We can't just copy the MAC from the record because its position depends on the (secret) amount of padding. The obvious, constant-time method of copying out the MAC is rather slow so my thanks to Emilia Kasper and Bodo Möller for suggesting better ways of doing it.

We can read every location where the MAC might be found and copy to a MAC-sized buffer. However, the MAC may be byte-wise rotated by this copy so we need to do another mac_size2 operations to rotate it in constant-time (since the amount of rotation is also secret):

unsigned mac_end = length;
unsigned mac_start = mac_end - md_size;
/* scan_start contains the number of bytes that we can ignore because the
 * MAC's position can only vary by 255 bytes. */
unsigned scan_start = 0;
if (public_length_inc_padding > md_size + 255 + 1) {
        scan_start = public_length_inc_padding - (md_size + 255 + 1);
}
unsigned char rotate_offset = (mac_start - scan_start) % md_size;

memset(rotated_mac, 0, sizeof(rotated_mac));
for (unsigned i = scan_start; i < public_length_inc_padding; i += md_size) {
        for (unsigned j = 0; j < md_size; j++) {
                unsigned char mac_started = constant_time_ge(i + j, mac_start);
                unsigned char mac_ended = constant_time_ge(i + j, mac_end);
                unsigned char b = 0;
                if (i + j < public_length_inc_padding) {
                        b = data[i + j];
                }
                rotated_mac[j] |= b & mac_started & ~mac_ended;
        }
}

/* Now rotate the MAC */
memset(out, 0, md_size);
for (unsigned i = 0; i < md_size; i++) {
        unsigned char offset = (md_size - rotate_offset + i) % md_size;
        for (j = 0; j < md_size; j++) {
                out[j] |= rotated_mac[i] & constant_time_eq_8(j, offset);
        }
}

Finally, the MAC should be compared in constant time by ORing a value with the XOR of each byte in place from the calculated and given MACs. If the result is zero, then the record is valid. In order to avoid leaking timing information, the mask value from the padding check at the very beginning should be carried throughout the process and ANDed with the final value from the MAC compare.

Limitations of our model

We started out by defining constant-time with a specific model. But this model fails in a couple of ways:

Firstly, extracting the MAC as detailed above is rather expensive.
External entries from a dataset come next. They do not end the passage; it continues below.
PR #153, opened 2020-06-25
fix frametimes for relax plays

sometimeszzzzzzz:
removes consecutive short frametimes caused by relax mod and switching desktops during a break

### DIFF
--- a/circleguard/investigator.py
+++ b/circleguard/investigator.py
@@ -207,7 +207,12 @@ class Investigator:
             The replay to get the frametimes of.
         """
         # replay.t is cumsum so convert it back to "time since previous frame"
-        return np.diff(replay.t)
+        t = np.diff(replay.t)
+        # remove low frametimes caused by relax mod and switching desktops during a break
+        t = Investigator._remove_low_frametimes(t, 4)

On some chips all memory accesses within a cache-line are constant time and so we can relax our model a little and use a line-aligned buffer to perform the rotation in when we detect that we're building on such a platform.
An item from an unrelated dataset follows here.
PR #157, opened 2020-07-23
Improve hit error filtering/ur calc

sometimeszzzzzzz:
- [ ]  depends on https://github.com/llllllllll/slider/pull/67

Secondly, when I sent an early version of the OpenSSL patch to the paper's authors for them to test, they reported that they found a timing difference! I instrumented the OpenSSL code with the CPU cycle counter and measured a median time of 18020 cycles to reject a record with a large amount of padding but only 18004 cycles with small padding.
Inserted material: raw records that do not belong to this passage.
PR #1088, opened 2026-09-03
[SDK-701] End session for embedded with no impressions now reset the session

franco-zalamena-iterable:
# 📝 Summary

## 📖 Description
This PR fixes what was already modified on iOS for embedded sessions when they start and have no impressions when ending the session.

Before it would keep the open session until we got impressions, even on background or similar actions

Now if the endSession is called with no impressions we reset the session so it can start anew when necessary

## 🧪 How to test?
One test was modified from pinning the previous behaviour to the new one, the name is endSessionWithoutImpressionsEndsRunningSession

[SDK-701]: https://iterable.atlassian.net/browse/SDK-701?atlOrigin=eyJpIjoiNWRkNTljNzYxNjVmNDY3MDlhMDU5Y2ZhYzA5YTRkZjUiLCJwIjoiZ2l0aHViLWNvbS1KU1cifQ


rtlsilva (approved):
No blocking findings. LGTM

This difference may be small, but it was stable. To cut a long story short, it came from this line:

unsigned char rotate_offset = (mac_start - scan_start) % md_size;

When the padding was larger, the MAC started earlier in the record (because the total size was the same). So the argument to the DIV instruction was smaller and DIV, on Intel, takes a variable amount of time depending on its arguments!

The solution was to add a large multiple of md_size to make the DIV always take the full amount of time (and to do it in such a way that the compiler, hopefully, won't be able to optimise it away). Certainly 20 CPU cycles is probably too small to exploit, but since we've already “solved” this problem twice, I'd rather not have to worry in the future.